### [WHAT TO DO]
Please copy out the entries until you have copied the line that contains "This makes some", beginning with the first line.

DATA FOR ANALYSIS START

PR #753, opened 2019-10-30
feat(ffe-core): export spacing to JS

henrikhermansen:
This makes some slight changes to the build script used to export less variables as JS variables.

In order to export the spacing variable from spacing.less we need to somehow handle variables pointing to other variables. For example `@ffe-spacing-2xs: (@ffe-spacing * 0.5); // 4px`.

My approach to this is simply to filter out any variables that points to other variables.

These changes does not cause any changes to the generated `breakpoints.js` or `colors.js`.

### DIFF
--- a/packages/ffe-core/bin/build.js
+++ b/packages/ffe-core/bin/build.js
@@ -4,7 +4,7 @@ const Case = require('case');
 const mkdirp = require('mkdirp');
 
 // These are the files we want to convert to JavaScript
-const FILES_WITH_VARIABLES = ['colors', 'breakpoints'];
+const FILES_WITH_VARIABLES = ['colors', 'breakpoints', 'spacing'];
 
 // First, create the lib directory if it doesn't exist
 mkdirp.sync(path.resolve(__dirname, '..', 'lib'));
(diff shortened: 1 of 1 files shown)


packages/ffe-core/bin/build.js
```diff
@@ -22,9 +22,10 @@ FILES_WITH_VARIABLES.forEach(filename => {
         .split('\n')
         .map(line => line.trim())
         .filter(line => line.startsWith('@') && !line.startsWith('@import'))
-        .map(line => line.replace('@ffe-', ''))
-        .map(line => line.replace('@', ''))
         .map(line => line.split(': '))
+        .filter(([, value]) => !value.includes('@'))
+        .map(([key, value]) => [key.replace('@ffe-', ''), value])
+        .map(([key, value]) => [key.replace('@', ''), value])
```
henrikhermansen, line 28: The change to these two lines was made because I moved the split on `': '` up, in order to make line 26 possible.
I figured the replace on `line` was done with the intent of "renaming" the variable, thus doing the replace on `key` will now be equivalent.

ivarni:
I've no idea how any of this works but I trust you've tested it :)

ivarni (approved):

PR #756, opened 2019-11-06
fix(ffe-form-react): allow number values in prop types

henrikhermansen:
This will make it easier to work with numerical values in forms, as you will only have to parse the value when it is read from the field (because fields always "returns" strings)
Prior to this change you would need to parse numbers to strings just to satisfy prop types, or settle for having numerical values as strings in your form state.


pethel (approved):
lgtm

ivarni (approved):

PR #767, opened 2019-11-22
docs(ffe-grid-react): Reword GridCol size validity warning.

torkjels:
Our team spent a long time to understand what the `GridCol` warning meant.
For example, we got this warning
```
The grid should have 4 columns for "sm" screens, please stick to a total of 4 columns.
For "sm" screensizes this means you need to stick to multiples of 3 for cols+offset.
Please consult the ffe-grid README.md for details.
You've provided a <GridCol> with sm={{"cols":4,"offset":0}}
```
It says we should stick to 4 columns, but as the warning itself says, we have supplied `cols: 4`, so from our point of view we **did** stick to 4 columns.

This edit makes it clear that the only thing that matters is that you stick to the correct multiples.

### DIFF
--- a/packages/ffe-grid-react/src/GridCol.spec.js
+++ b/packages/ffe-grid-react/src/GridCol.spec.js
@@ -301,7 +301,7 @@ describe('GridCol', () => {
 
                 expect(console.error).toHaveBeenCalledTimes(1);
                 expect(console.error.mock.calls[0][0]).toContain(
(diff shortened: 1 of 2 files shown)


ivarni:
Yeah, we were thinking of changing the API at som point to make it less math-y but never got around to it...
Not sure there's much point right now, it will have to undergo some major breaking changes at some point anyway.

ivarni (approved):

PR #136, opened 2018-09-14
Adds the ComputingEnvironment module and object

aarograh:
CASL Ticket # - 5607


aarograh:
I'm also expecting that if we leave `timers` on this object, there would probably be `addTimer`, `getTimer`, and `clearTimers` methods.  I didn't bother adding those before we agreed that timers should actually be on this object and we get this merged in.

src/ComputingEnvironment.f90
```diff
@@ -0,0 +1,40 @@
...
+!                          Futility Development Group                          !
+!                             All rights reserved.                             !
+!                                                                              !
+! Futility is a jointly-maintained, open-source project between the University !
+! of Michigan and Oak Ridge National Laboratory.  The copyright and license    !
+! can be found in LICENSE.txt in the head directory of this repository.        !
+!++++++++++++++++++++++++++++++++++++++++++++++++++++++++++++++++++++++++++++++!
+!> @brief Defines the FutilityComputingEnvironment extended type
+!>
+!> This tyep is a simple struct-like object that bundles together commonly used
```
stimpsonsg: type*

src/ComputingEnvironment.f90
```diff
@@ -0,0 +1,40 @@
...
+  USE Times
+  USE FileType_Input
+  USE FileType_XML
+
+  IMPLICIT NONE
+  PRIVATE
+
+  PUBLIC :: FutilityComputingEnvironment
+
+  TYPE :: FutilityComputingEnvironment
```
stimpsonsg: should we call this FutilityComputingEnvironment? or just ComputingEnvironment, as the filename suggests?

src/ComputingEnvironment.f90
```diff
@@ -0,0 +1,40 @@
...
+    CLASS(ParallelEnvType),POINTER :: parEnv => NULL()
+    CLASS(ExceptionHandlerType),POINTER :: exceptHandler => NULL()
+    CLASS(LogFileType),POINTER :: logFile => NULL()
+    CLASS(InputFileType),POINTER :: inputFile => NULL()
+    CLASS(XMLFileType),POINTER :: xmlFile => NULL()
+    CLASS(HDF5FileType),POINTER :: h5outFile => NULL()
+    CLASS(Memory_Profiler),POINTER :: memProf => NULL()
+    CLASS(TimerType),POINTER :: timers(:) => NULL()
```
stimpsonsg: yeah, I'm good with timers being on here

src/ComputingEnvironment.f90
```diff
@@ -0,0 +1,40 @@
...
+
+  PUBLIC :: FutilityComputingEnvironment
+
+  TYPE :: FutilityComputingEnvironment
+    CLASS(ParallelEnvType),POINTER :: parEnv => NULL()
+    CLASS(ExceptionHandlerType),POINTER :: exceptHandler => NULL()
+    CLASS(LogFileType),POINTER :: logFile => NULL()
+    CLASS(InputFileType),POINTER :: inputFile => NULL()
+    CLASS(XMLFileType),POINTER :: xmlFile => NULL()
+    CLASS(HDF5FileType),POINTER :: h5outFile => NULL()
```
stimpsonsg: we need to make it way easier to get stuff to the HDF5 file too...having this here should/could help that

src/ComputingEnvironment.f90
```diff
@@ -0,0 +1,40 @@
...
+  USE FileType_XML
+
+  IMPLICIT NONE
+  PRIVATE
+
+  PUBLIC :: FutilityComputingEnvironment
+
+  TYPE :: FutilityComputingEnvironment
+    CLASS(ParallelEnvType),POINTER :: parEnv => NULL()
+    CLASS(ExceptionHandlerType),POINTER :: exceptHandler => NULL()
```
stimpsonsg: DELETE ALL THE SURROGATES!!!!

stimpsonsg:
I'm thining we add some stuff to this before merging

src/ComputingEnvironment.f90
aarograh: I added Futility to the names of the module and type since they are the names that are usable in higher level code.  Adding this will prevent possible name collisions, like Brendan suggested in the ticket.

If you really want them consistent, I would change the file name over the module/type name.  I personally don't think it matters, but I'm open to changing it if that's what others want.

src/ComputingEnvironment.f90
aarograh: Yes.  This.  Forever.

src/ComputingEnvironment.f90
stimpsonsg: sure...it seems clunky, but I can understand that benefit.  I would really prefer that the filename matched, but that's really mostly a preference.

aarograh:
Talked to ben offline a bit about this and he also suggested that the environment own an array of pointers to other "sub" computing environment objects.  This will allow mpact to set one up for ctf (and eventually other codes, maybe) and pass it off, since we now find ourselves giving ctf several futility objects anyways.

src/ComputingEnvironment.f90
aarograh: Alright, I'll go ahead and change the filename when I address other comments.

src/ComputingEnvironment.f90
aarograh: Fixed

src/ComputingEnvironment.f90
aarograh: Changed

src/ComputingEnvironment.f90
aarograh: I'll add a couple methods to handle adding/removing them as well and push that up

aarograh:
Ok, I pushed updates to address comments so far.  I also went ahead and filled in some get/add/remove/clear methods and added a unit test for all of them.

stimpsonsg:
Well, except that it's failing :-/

DATA FOR ANALYSIS END

### [SOLUTION FOR THIS EXERCISE]
PR #753, opened 2019-10-30
feat(ffe-core): export spacing to JS

henrikhermansen:
This makes some slight changes to the build script used to export less variables as JS variables.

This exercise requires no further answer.